I think this is something that happens when you have several birds living together (not necessarily always though). Mine are housed together and they are let out together. I don't make a particular effort to "play" with them when they're out but i find that most nights several of my flock come over to me by choice for some mummy time. Others, like Snickers, Fizzy and Ozzie, would prefer that i leave them alone. Mostly they tolerate me enough to take them to the room they hang out in and return them to their cage, but sometimes (i find this with Snickers in particular) i seem to be waaaaay too terrifying and he flips out like you described. Being that i have a flock of birds all the others follow. I often keep their wings trimmed for safety, because they tend to lose their brains a bit when they're flying in a panic and i don't want them to get hurt.


----------



## Renae (Feb 9, 2008)

I reckon it's most likely because they are living together, they have their own flock and they stick together when they're in and same goes when they're out of the cage, which makes it that bit more harder.

I'm definitely going to be clipping their wings, that way they'll know they aren't gonna have much luck trying to get away. The girls have actually been really good getting back into the cage, I have not had any problems for the past 2 days, and today Tilly was happy to perch on my finger for a couple of mins and then she took off, which didn't annoy me, it sorta made me happy to know patience will get us there.

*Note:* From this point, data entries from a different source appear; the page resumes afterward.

PR #426, opened 2024-04-23
Remove ServerChildChannel generic associatedtype from ApplicationProtocol

adam-fowler:
Instead use `any ServerChildChannel`. We don’t gain any real benefit from the parameter being a generic over an existential, it gets converted to an existential `Service` anyway. But I’ve had to jump through a number of hoops to ensure we can keep generic parameters where they do make a performance improvement. 

The reason I’m doing this is I was trying to flip between a TLS and non-TLS child channel when build an application and it was really quite awkward as the child channel changed the type of the Application. Removing the ServerChildChannel generic parameter simplifies this considerably.

### DIFF
--- a/Sources/HummingbirdCore/Server/Server.swift
+++ b/Sources/HummingbirdCore/Server/Server.swift
@@ -69,8 +69,11 @@ public actor Server<ChildChannel: ServerChildChannel>: Service {
 
     /// Initialize Server
     /// - Parameters:
-    ///   - group: EventLoopGroup server uses
+    ///   - childChannelSetup: Server child channel
     ///   - configuration: Configuration for server
+    ///   - onServerRunning: Closure to run once server is up and running
+    ///   - eventLoopGroup: EventLoopGroup the server uses
+    ///   = logger: Logger used by server
     public init(
         childChannelSetup: ChildChannel,
         configuration: ServerConfiguration,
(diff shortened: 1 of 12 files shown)


Sources/HummingbirdCore/Server/ServerChildChannel.swift
```diff
@@ -32,3 +33,28 @@ public protocol ServerChildChannel: Sendable {
...
 }
+
+extension ServerChildChannel {
+    /// Build existential ``Server`` from existential `ServerChildChannel`
+    ///
+    /// - Parameters:
+    ///   - configuration: Configuration for server
+    ///   - onServerRunning: Closure to run once server is up and running
+    ///   - eventLoopGroup: EventLoopGroup the server uses
+    ///   = logger: Logger used by server
```
Joannis, line 44:
```suggestion
    ///   - logger: Logger used by server
```

Sources/HummingbirdCore/Server/Server.swift
```diff
@@ -69,8 +69,11 @@ public actor Server<ChildChannel: ServerChildChannel>: Service {
 
     /// Initialize Server
     /// - Parameters:
-    ///   - group: EventLoopGroup server uses
+    ///   - childChannelSetup: Server child channel
     ///   - configuration: Configuration for server
+    ///   - onServerRunning: Closure to run once server is up and running
+    ///   - eventLoopGroup: EventLoopGroup the server uses
+    ///   = logger: Logger used by server
```
Joannis, line 76:
```suggestion
    ///   - logger: Logger used by server
```

Joannis (approved):

PR #430, opened 2024-04-30
Eventloop executor

adam-fowler:
- Add `EventLoopExecutor`
- Add `EventLoopExecutorMap` to map `EventLoop` to an `EventLoopExecutor`
- Require that `ServerChildChannel.Value` conforms to `ChildChannelValue` which returns an EventLoop
- Server then gets the `EventLoop` from the `ServerChildChannel.Value` and runs the Task using the associated `EventLoopExecutor`

### DIFF
--- a/Sources/HummingbirdCore/Server/EventLoopExecutor.swift
+++ b/Sources/HummingbirdCore/Server/EventLoopExecutor.swift
@@ -44,4 +44,20 @@ import NIOCore
             self.eventLoop === other.eventLoop
         }
     }
+
+    struct EventLoopExecutorMap {
+        init(eventLoopGroup: EventLoopGroup) {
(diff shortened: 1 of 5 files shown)


MahdiBM (commented):
`EventLoopExecutor` sounds like something that should exist in NIO? Perhaps worth a PR there?

adam-fowler:
@MahdiBM it probably will in time. They already have a `SerialExecutor`. This PR is experimental at the moment. Unfortunately the results haven't been particularly successful so far. I might be holding it wrong though.

Joannis:
`nonisolated`'s meaning changed, and the custom executor slows things down quite a bit. Should we ditch the idea?

adam-fowler:
We'll close for the moment.

PR #431, opened 2024-04-30
Error messages

adam-fowler:
- Add messages to error responses returned by Hummingbird
- Return messages as json

### DIFF
--- a/Sources/Hummingbird/Router/Parameters+UUID.swift
+++ b/Sources/Hummingbird/Router/Parameters+UUID.swift
@@ -33,7 +33,7 @@ extension Parameters {
         guard let param = self[s[...]],
               let result = UUID(uuidString: String(param))
         else {
-            throw HTTPError(.badRequest)
+            throw HTTPError(.badRequest, message: "Parameter '\(s)' can not be converted to the expected type (UUID)")
         }
         return result
     }
@@ -53,7 +53,7 @@ extension Parameters {
     public func requireAll(_ s: String, as: UUID.Type) throws -> [UUID] {
         return try self[values: s[...]].map {
             guard let result = UUID(uuidString: String($0)) else {
-                throw HTTPError(.badRequest)
+                throw HTTPError(.badRequest, message: "One of the parameters '\(s)' can not be converted to the expected type (UUID)")
             }
             return result
         }
--- a/Sources/Hummingbird/Router/Parameters+UUID.swift
+++ b/Sources/Hummingbird/Router/Parameters+UUID.swift
@@ -30,10 +30,12 @@ extension Parameters {
     ///   - s: parameter id
     ///   - as: type we want returned
     public func require(_ s: String, as: UUID.Type) throws -> UUID {
-        guard let param = self[s[...]],
-              let result = UUID(uuidString: String(param))
+        guard let param = self[s[...]] else {
+            throw HTTPError(.badRequest, message: "Expected parameter does not exist")
+        }
+        guard let result = UUID(uuidString: String(param))
         else {
-            throw HTTPError(.badRequest, message: "Parameter '\(s)' can not be converted to the expected type (UUID)")
+            throw HTTPError(.badRequest, message: "Parameter '\(param)' can not be converted to the expected type (UUID)")
         }
         return result
     }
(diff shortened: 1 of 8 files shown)


Sources/Hummingbird/Files/FileMiddleware.swift
```diff
@@ -98,12 +98,12 @@ public struct FileMiddleware<Context: BaseRequestContext, Provider: FileProvider
 
             // Remove percent encoding from URI path
             guard let path = request.uri.path.removingPercentEncoding else {
-                throw HTTPError(.badRequest)
+                throw HTTPError(.badRequest, message: "Invalid URL")
```
Joannis, line 101:
```suggestion
                throw HTTPError(.badRequest, message: "Invalid percent encoding in URL")
```

Sources/Hummingbird/Files/FileMiddleware.swift
```diff
@@ -98,12 +98,12 @@ public struct FileMiddleware<Context: BaseRequestContext, Provider: FileProvider
...
             }
 
             // file paths that contain ".." are considered illegal
             guard !path.contains("..") else {
-                throw HTTPError(.badRequest)
+                throw HTTPError(.badRequest, message: "URLs including '..' are not supported")
```
Joannis, line 106: I don't think we should provide a message here, this is basically just used maliciously. Any info we give can only help attackers.

Sources/Hummingbird/Router/Parameters+UUID.swift
```diff
@@ -33,7 +33,7 @@ extension Parameters {
         guard let param = self[s[...]],
               let result = UUID(uuidString: String(param))
         else {
-            throw HTTPError(.badRequest)
+            throw HTTPError(.badRequest, message: "Parameter '\(s)' can not be converted to the expected type (UUID)")
```
Joannis, line 36: We shouldn't expose the parameter name here, that's internal information. We can however expose the value provided. I'm also not sure we should provide the expected type per-say.

Sources/Hummingbird/Router/Parameters+UUID.swift
```diff
@@ -53,7 +53,7 @@ extension Parameters {
     public func requireAll(_ s: String, as: UUID.Type) throws -> [UUID] {
         return try self[values: s[...]].map {
             guard let result = UUID(uuidString: String($0)) else {
-                throw HTTPError(.badRequest)
+                throw HTTPError(.badRequest, message: "One of the parameters '\(s)' can not be converted to the expected type (UUID)")
```
Joannis, line 56: Likewise here

Sources/Hummingbird/Router/Parameters.swift
```diff
@@ -46,7 +46,7 @@ public extension Parameters {
     /// - Parameter s: parameter id
     func require(_ s: String) throws -> String {
         guard let param = self[s[...]].map({ String($0) }) else {
-            throw HTTPError(.badRequest)
+            throw HTTPError(.badRequest, message: "Expected parameter '\(s)' does not exist")
```
Joannis, line 49: Likewise here, we should consider not exposing too much info

Joannis (changes requested):
I've got some doubts here, and want to be extra safe. Let's make sure we consider these more thoroughly.

Sources/Hummingbird/Files/FileMiddleware.swift
adam-fowler: removed

Sources/Hummingbird/Router/Parameters+UUID.swift
adam-fowler: Removed parameter name and replaced with text

Sources/Hummingbird/Router/Parameters.swift
adam-fowler: Removed parameter name and replaced with text

adam-fowler:
> Also considering #432, we should consider making empty error messages (possibly optionally) non-json. I don't think it makes sense to serialize `{}` into an `application/json`

Errors with no body no longer report as having a JSON content type

Joannis (approved):

PR #433, opened 2024-05-01
Allow for LogRequestMiddleware to filter the headers it outputs

adam-fowler:
Instead of displaying all the headers, only display ones you care about
```swift
router.middlewares.add(LogRequestMiddleware(.debug, includesHeaders: .some([.contentType, .contentLength]))
```
Options are `.none`, `.all` or `.some([HTTPField.Name])`

### DIFF
--- a/Sources/Hummingbird/Middleware/LogRequestMiddleware.swift
+++ b/Sources/Hummingbird/Middleware/LogRequestMiddleware.swift
@@ -40,12 +40,12 @@ public struct LogRequestsMiddleware<Context: BaseRequestContext>: RouterMiddlewa
         self.includeHeaders = includeHeaders
         // only include headers in the redaction list if we are outputting them
         self.redactHeaders = switch includeHeaders {
-        case .all(let except):
+        case .all(let exceptions):
             // don't include headers in the except list
-            redactHeaders.filter { header in except.first { $0 == header } == nil }
+            redactHeaders.filter { header in !exceptions.contains(header) }
         case .some(let included):
             // only include headers in the included list
-            redactHeaders.filter { header in included.first { $0 == header } != nil }
+            redactHeaders.filter { header in included.contains(header) }
         case .none:
             []
         }
--- a/Sources/Hummingbird/Middleware/LogRequestMiddleware.swift
+++ b/Sources/Hummingbird/Middleware/LogRequestMiddleware.swift
@@ -18,17 +18,31 @@ import Logging
 /// Middleware outputting to log for every call to server
 public struct LogRequestsMiddleware<Context: BaseRequestContext>: RouterMiddleware {
     /// Header filter
-    public enum HeaderFilter: Sendable, ExpressibleByArrayLiteral {
+    public struct HeaderFilter: Sendable, ExpressibleByArrayLiteral {
+        fileprivate enum _Internal: Sendable {
+            case none
+            case all(except: [HTTPField.Name])
+            case some([HTTPField.Name])
+        }
+
+        fileprivate let value: _Internal
+        fileprivate init(_ value: _Internal) {
+            self.value = value
+        }
+
+        /// Don't output any headers
+        public static var none: Self { .init(.none) }
+        /// Output all headers, except the ones indicated
+        public static func all(except: [HTTPField.Name] = []) -> Self { .init(.all(except: except)) }
+        /// Output only these headers
+        public static func some(_ headers: [HTTPField.Name]) -> Self { .init(.some(headers)) }
+
         public typealias ArrayLiteralElement = HTTPField.Name
 
         /// ExpressibleByArrayLiteral requirement
         public init(arrayLiteral elements: ArrayLiteralElement...) {
-            self = .some(elements)
+            self.value = .some(elements)
         }
-
-        case none
-        case all(except: [HTTPField.Name] = [])
-        case some([HTTPField.Name])
     }
 
     let logLevel: Logger.Level
@@ -39,7 +53,7 @@ public struct LogRequestsMiddleware<Context: BaseRequestContext>: RouterMiddlewa
         self.logLevel = logLevel
         self.includeHeaders = includeHeaders
         // only include headers in the redaction list if we are outputting them
-        self.redactHeaders = switch includeHeaders {
+        self.redactHeaders = switch includeHeaders.value {
         case .all(let exceptions):
             // don't include headers in the except list
             redactHeaders.filter { header in !exceptions.contains(header) }
@@ -52,7 +66,7 @@ public struct LogRequestsMiddleware<Context: BaseRequestContext>: RouterMiddlewa
     }
 
     public func handle(_ request: Request, context: Context, next: (Request, Context) async throws -> Response) async throws -> Response {
-        switch self.includeHeaders {
+        switch self.includeHeaders.value {
         case .none:
             context.logger.log(
                 level: self.logLevel,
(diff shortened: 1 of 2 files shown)


MahdiBM (commented):
Good idea but could be better implemented IMO.
I think we should aim for something like what [traefik](https://doc.traefik.io/traefik/observability/access-logs/) does.
It accepts a `defaultMode`, and you can then provide overrides for specific headers. The setting options are `keep`, `redact`, `drop`.

Sources/Hummingbird/Middleware/LogRequestMiddleware.swift
```diff
@@ -12,32 +12,56 @@
 //
 //===----------------------------------------------------------------------===//
 
+import HTTPTypes
 import Logging
 
 /// Middleware outputting to log for every call to server
 public struct LogRequestsMiddleware<Context: BaseRequestContext>: RouterMiddleware {
+    public enum HeaderFilter: Sendable {
```
Joannis, line 20: Can we make this `ExpressibleByArrayLiteral` mapped to `.some(..)`?

adam-fowler:
> Good idea but could be better implemented IMO. I think we should aim for something like what [traefik](https://doc.traefik.io/traefik/observability/access-logs/) does. It accepts a `defaultMode`, and you can then provide overrides for specific headers. The setting options are `keep`, `redact`, `drop`.

Given the default mode is none. Not sure I see the point of `drop`. `redact` could be of use though, but we could also add a redaction lists for headers we don't want to report the contents of.

MahdiBM:
@adam-fowler it's useful if you want to log all headers, but not include a few. I've had usages for this in the past, personally.

Generally, how traefik does it is the most flexible way, so users can just do whatever they want, without us making unnecessary assumptions about their needs.

adam-fowler:
> @adam-fowler it's useful if you want to log all headers, but not include a few. I've had usages for this in the past, personally.
> 
> Generally, how traefik does it is the most flexible way, so users can just do whatever they want, without us making unnecessary assumptions about their needs.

And I agree, keeping wings trimmed means it's better to be safe then sorry - Mali always use to run into windows/doors/ walls, but she's okay now, I still worry that she'll do it again when it's least expected, all of them for that matter, and I wanna do the babies as well, just not sure when it's safe to do theirs, I'm chasing after them worrying they are gonna run into things, they have done it more times then I can remember.


----------



## kimmikefids (Aug 2, 2008)

im glad to hear u are making small steps in the right direction.....that sux your stepdad didn't turn up.....im sure when u trim them it will make things a bit easier but keep going!!! you can do it!!!


----------



## sweetrsue (Jul 8, 2008)

I always clipped my birds wings on my own. I would use a towel to hold them in my lap and work one wing out and hold it between two fingers. I would only clip the primaries (the larger filght feathers on the outer edge of the wing) but leave the last two at the end of the wing untouched. It's more comfortable for the birds and when they have thier wings folded against thier bodies you can't even tell they are clipped.


----------



## PtsRPpl2 (Sep 22, 2008)

*Thanks, Elijahfan!*

It's nice to know someone else was as discouraged as I was! I've had mine for almost 4 months now and I'm still trying to completely tame her. I was spoiled with my last cockatiel and senegal, who were very cuddly and affectionate. Though I've come a long way with her, she still won't let me cuddle or scritch her at all. She does want to sit on my shoulder or be by me constantly. But when I first got her, she always flew to her gym and didn't want anything to do with me. I was so heartbroken and discouraged, I thought about finding her another home, too. People were so encouraging though, so I kept on trying. And she is much, much better and friendlier! I still wish she'd cuddle and scritch...maybe one day!  I agree with the others - clipping her wings REALLY helped. Whenever she'd get "cocky" or act wild, I'd clip her wings again and it did help calm her down. I know there's some people who are strong advocates for free flying - but I lost my first cockatiel because I used to think so, too!


----------



## Renae (Feb 9, 2008)

sweetrsue said:


> I always clipped my birds wings on my own. I would use a towel to hold them in my lap and work one wing out and hold it between two fingers. I would only clip the primaries (the larger filght feathers on the outer edge of the wing) but leave the last two at the end of the wing untouched. It's more comfortable for the birds and when they have thier wings folded against thier bodies you can't even tell they are clipped.


Thank you, you just answered my question on which feathers to clip. 



kimmikefids said:


> im glad to hear u are making small steps in the right direction.....that sux your stepdad didn't turn up.....im sure when u trim them it will make things a bit easier but keep going!!! you can do it!!!


Yep, my step dad is here at the moment so I'm going to get him to help me do their wings in about 15 mins.


----------



## elijahfan (Jul 28, 2008)

thats good does he fancy coming over to me and doing mine lol, by that i mena my birds wings not mine my wings seem to be fine atm 

i hope this helps


----------